Senate leaves for Memorial Day break, full agenda ready for return - Roll Call

AUDIBLE: KEEP PUSHING
“He always taught us that there will always be obstacles in your life. Always. They won't disappear. It doesn't matter your status, it does not matter your role or what you do, there will always be obstacles. But you keep pushing forward.” – Jamila Garrett, granddaughter of former White House Butler Wilson Roosevelt Jerman, who served 11 presidents from Eisenhower to Obama, talking to WTTG about Jerman’s legacy following his death at age 91.   

ANY GIVEN SUNDAY
Tune in this weekend as Mr. Sunday sits down with White House coronavirus task force coordinator, Dr. Deborah Birx, Arkansas Gov. Asa Hutchinson (R)and President and CEO of the American Health Care Association, Mark Parkinson. Watch “Fox News Sunday with Chris Wallace.” Check local listings for broadcast times in your area.

#mediabuzz - Host Howard Kurtz has the latest take on the week’s media coverage. Watch #mediabuzz Sundays at 11 a.m. ET.

FROM THE BLEACHERS
“Chris, I don't care if you put this in your newsletter, but my take on Polls is, I don't do them! I only answer the phone when I know who it is with caller ID. We have been like this for the last 25 years since I retired, I'm 82 now. I talk to a lot of the ‘experienced’ people around here and they do the same. So, the polls are not getting anything from the majority of the Trump supporters. Just my observation.” – Larry Braud, Baton Rouge, La.

[Ed. note: You are certainly right about one thing, Mr. Braud: The birth of caller ID made life much more challenging for pollsters. But don’t imagine that folks like you are the only ones who aren’t inclined to pick up when a stranger calls. It’s a bipartisan habit. What it means is that pollsters have to call more and more numbers to get enough completed interviews and have a representative sample.
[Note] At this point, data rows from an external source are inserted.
PR #677, opened 2019-09-30
[Xamarin.Kotlin.BindingSupport] Make sure to use properly formed URLs

mattleibow:


Util/Xamarin.Kotlin.BindingSupport/native/src/main/kotlin/xamarin/binding/kotlin/bindingsupport/Processor.kt
```diff
@@ -49,7 +49,7 @@ class Processor(xmlFile: File, jarFiles: List<File>, outputFile: File?) {
     private val xtransformsdoc: Document
 
     init {
-        val urls = jarFiles.map { file -> URL("file://${file.canonicalPath}") }
+        val urls = jarFiles.map { file -> file.toURI().toURL() }
```
mattleibow, line 52: This was not cross-platform enough. Seems no exceptions are thrown if the URL is in an invalid format.

Redth (approved):

PR #679, opened 2019-09-30
Update Android Binderator to include .NET Core 3.0

mattleibow:
Update the Android Binderator.

Once merged, we merge the PR to use this new tool - and update the .ci/build.yml to use all the new tooling versions natively: https://github.com/xamarin/XamarinComponents/pull/680


Util/Xamarin.AndroidBinderator/Xamarin.AndroidBinderator.Tool/Xamarin.AndroidBinderator.Tool.csproj
```diff
@@ -3,7 +3,7 @@
   <PropertyGroup>
     <PackAsTool>true</PackAsTool>
     <OutputType>Exe</OutputType>
-    <TargetFramework>netcoreapp2.1</TargetFramework>
+    <TargetFrameworks>netcoreapp2.1;netcoreapp3.0</TargetFrameworks>
```
mattleibow, line 6: Build to support .NET Core 2.1+ and .NET Core 3.0+

azure-pipelines.yml
```diff
@@ -18,6 +18,11 @@ jobs:
     parameters:
       timeoutInMinutes: 360
       buildType: 'manifest'
+      mono: '6_4_0'
+      xcode: '11'
+      dotnet: '3.0.x'
+      cake: '0.35.0'
+      apiTools: '1.1.0-preview.1'
```
mattleibow, line 25: Temporarily override the versions so we can build. This will be removed once the tooling can run on .NET Core 3.0.

We need to first release the updated binderator so that it runs nicely on .NET Core 3.0. Once that is done, then we can use it. If we update the `.ci/build.yml` here, then Android Support will fail to build because the current version of binderator will say that the tool does not support .NET Core 3.0.

azure-pipelines.yml
```diff
@@ -18,6 +18,11 @@ jobs:
     parameters:
       timeoutInMinutes: 360
       buildType: 'manifest'
+      mono: '6_4_0'
+      xcode: '11'
+      dotnet: '3.0.x'
+      cake: '0.35.0'
```
Redth, line 24: Is cake ok for 3.0?

mattleibow: Yep, with the brand spanking new 0.35!

Redth (approved):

The good news is, our great pollsters are able to figure it out and provide reliable, predictive products.]

Share your color commentary: Email us at HALFTIMEREPORT@FOXNEWS.COM and please make sure to include your name and hometown.

PICKLED VEGETABLES
UPI: “A Missouri-based grocery store chain is finding creative ways to use its closed-down salad bars, with stores using them as beer and liquor bars, cereal bars and even an ‘energy bar.’ Dierbergs Markets, based in Chesterfield, Mo., said its stores closed all salad bars due to COVID-19 concerns in March, and the bars sat bare until Rick Rodemacher, store director of the location in Manchester, Mo., decided to stock the one at his store with other items. ‘He tried other fresh food items at first but when that wasn't really working he came up with the idea to place beer cans in the empty space,’ Dierbergs Markets said in a statement provided to UPI. ‘It started with beer cans and liquor bottles. Other have done their own versions. We now have a tiki bar, cereal bar and energy bar.’ A photo of the Manchester store's booze-filled salad bar -- with the word ‘salad’ crossed out on signs so they just read ‘bar’ -- went viral after being shared on social media by customer Stephanie Hadfield. The store chain has since shared photos showing relabeled salad bars filled with candy, cereal and energy bars.”

AND NOW A WORD FROM CHARLES…
“Wounding a President by reversing his most cherished foreign policy goal is an understandable political instinct. But if it wounds the country, it is a bad one.” – Charles Krauthammer (1950-2018) writing in Time magazine on June 24, 2001.